Entropy-Mediated Patterning of Surfactant-Coated Nanoparticles and Surfaces

We perform atomistic and mesoscale simulations to explain the origin of experimentally observed stripelike patterns formed by immiscible ligands coadsorbed on the surfaces of gold and silver nanoparticles. We show that when the conformational entropy gained via this morphology is sufficient, microphase-separated stripelike patterns form. When the entropic gain is not sufficient, we instead predict bulk phase-separated Janus particles. We also show corroborating experimental results that confirm our simulational predictions that stripes form on flat surfaces as well as on curved nanoparticle surfaces.

Figure 1

(a),(b) $\mathrm{C}4:\mathrm{C}6$ surfactant mixture of SAMs from atomistic simulations and experiments (STM images), respectively.
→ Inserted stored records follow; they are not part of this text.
PR #2495, opened 2021-04-01
Convert all CMS javascript code to typescript

VWSCoronaDashboard1:
## Summary

The title says it all

## Motivation

TS > JS

## Detailed design

There are  a lot of `any` typings in this code. Largely because a lot of Sanity stuff isn't typed very neatly yet. Also because probably we're using some undocumented features here and there.
The preview components aren't used yet, so I just did a quick port of those. They'll get some more loving once the live previews are being implemented.
Also, I ran `sanity upgrade`.
Addendum: This PR also fixes the problem where the language switcher isn't shown for some documents where it IS needed. The fix is now to just always show the language picker.

### Governance

- [ ] Documentation is added


VWSCoronaDashboard8 (approved):
I wonder if we still have TS benefits given the amount of "any" types used, but I guess it's still an improvement over plain JS.

VWSCoronaDashboard10 (approved):

PR #2498, opened 2021-04-01
Convert R-number chart to use TimeSeriesChart

VWSCoronaDashboard13:
## Summary

Converted the R-number chart to use TimeSeriesChart and fixed one hover bug in the TimeSeriesChart when there are no points being hovered.

### DIFF
--- a/packages/app/src/components-styled/time-series-chart/logic/hover-state.ts
+++ b/packages/app/src/components-styled/time-series-chart/logic/hover-state.ts
@@ -185,6 +185,13 @@ export function useHoverState<T extends TimestampedValue>({
       .filter(isDefined);
 
     /**
+     * If there are no points getting hovered, hover state should be undefined
+     */
+    if (!linePoints.length) {
+      return undefined;
+    }
+
+    /**
      * Point markers on range data are rendered differently, so we split them
      * out here, so we avoid having to create a union type and complicate
      * things.
--- a/packages/app/src/components-styled/time-series-chart/logic/hover-state.ts
+++ b/packages/app/src/components-styled/time-series-chart/logic/hover-state.ts
@@ -188,7 +188,7 @@ export function useHoverState<T extends TimestampedValue>({
      * If there are no points getting hovered, hover state should be undefined
      */
     if (!linePoints.length) {
-      return undefined;
+      return;
     }
 
     /**
--- a/packages/app/src/domain/tested/reproduction-chart-tile.tsx
+++ b/packages/app/src/domain/tested/reproduction-chart-tile.tsx
@@ -29,7 +29,10 @@ export function ReproductionChartTile({
    * of all the values before the first datapoint with a null value to
    * display in the chart
    */
-  const values = data.values.filter((x) => isPresent(x.index_average));
+  const values = data.values.slice(
+    0,
+    data.values.findIndex((x) => !isPresent(x.index_average))
+  );
   const last_value = last(values) as NationalReproductionValue;
 
   return (
@@ -51,7 +54,7 @@ export function ReproductionChartTile({
             {
               type: 'line',
               metricProperty: 'index_average',
-              label: 'R',
+              label: text.lineLegendLabel,
               color: colors.data.primary,
             },
           ]}
--- a/packages/app/src/domain/tested/reproduction-chart-tile.tsx
+++ b/packages/app/src/domain/tested/reproduction-chart-tile.tsx
@@ -1,6 +1,11 @@
 import { useIntl } from '~/intl';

The tail end-groups are identical, but the lengths differ. (c),(d) Dodecanethiol/Mercaptoundecanoic acid ($\mathrm{C}11:\mathrm{C}12$) surfactant mixture of SAMs from atomistic simulations and experiment (STM images), respectively. Here the tail end-groups differ somewhat in size and the tail lengths are nearly identical. (e) Atomistic simulation of mixture of equal-length ($\mathrm{C}3:\mathrm{C}3$) surfactants, with different tail end-groups. For atomistic snapshots, dark (blue) and light (yellow) beads are head groups of surfactants that are short (or contain -COOH) and long (or contain $\mathrm{\text{−}}{\mathrm{CH}}_3$), respectively. In all cases, the head groups (-SH) are identical. (f) Variation of stripe width with the length of long surfactant in number of carbon atoms. The same trend is seen when stripe width is plotted against short surfactant length. The atomistic simulation data points are for equal-length surfactants.

Figure 2

(a),(b) Schematic two-dimensional representation of shared free volume (conical shaded area) available to surfactant tails when they are surrounded by other surfactants on curved surfaces, for equal-length and unequal-length surfactants, respectively. Extension of these diagrams to 3D and to flat surfaces is trivial. The free volume available to surfactant tails on flat surfaces in both cases (same length and different length) is less than that available on curved surfaces due to geometry. (c) Cross sectional view of DPD simulation of equal-length surfactants showing that a surfactant tail has the same available free volume (indicated by dashed lines) when it is placed next to a similar or different surfactant. This snapshot is for surfactants of length $4$ each on a sphere of radius $5\sigma$. (d) Cross sectional view of DPD simulation of unequal-length surfactants (lengths $4$ and $8$) on a sphere of radius $5\sigma$ showing how the longer tails (lighter/yellow) fill the extra available free volume by bending over shorter ones (darker/red). The wedgelike structures thus formed are shown by dashed lines. (e) Radius of gyration, $R_g$, vs length difference, $\Delta l$, with length of longer surfactant fixed at $9$.

Figure 3

Equilibrium structures obtained by mesoscale simulations of self-assembly of binary mixtures of surfactants with varying length difference or bulkiness difference on a sphere of radius $5\sigma$. Dark (red) beads and light (yellow) beads represent head groups of the two species of surfactants (tails not shown). (a) Length ratio $4:4$, equal bulkiness. (b) Length ratio $6:6$ with one surfactant (yellow heads) having a bulkier tail group. (c)–(e) Length ratios $4:6$, $4:7$ and $4:13$, respectively, with equal bulkiness.

Figure 4

(a)–(d) Equilibrium structures obtained by mesoscale simulations of self-assembly of a binary mixture of surfactants of length ratio $4:7$ on surfaces with varying degrees of curvature. Dark (red) beads and light (yellow) beads represent head groups of shorter and longer surfactants, respectively (tails not shown). Sphere radius: (a) $3\sigma$, (b) $5\sigma$, (c) $10\sigma$, (d) infinite. Sphere radii not drawn to scale. (e) Atomistic simulation of $\mathrm{C}4:\mathrm{C}6$ (both having $\mathrm{\text{−}}{\mathrm{CH}}_3$ tail end-group) mixed monolayer showing stripelike domains. Dark (blue) and light (yellow) beads are the head groups of the short and long surfactant, respectively. (f) STM height images of $\mathrm{C}4:\mathrm{C}6$ mixed monolayer showing stripelike morphology with a domain width of 5 nm.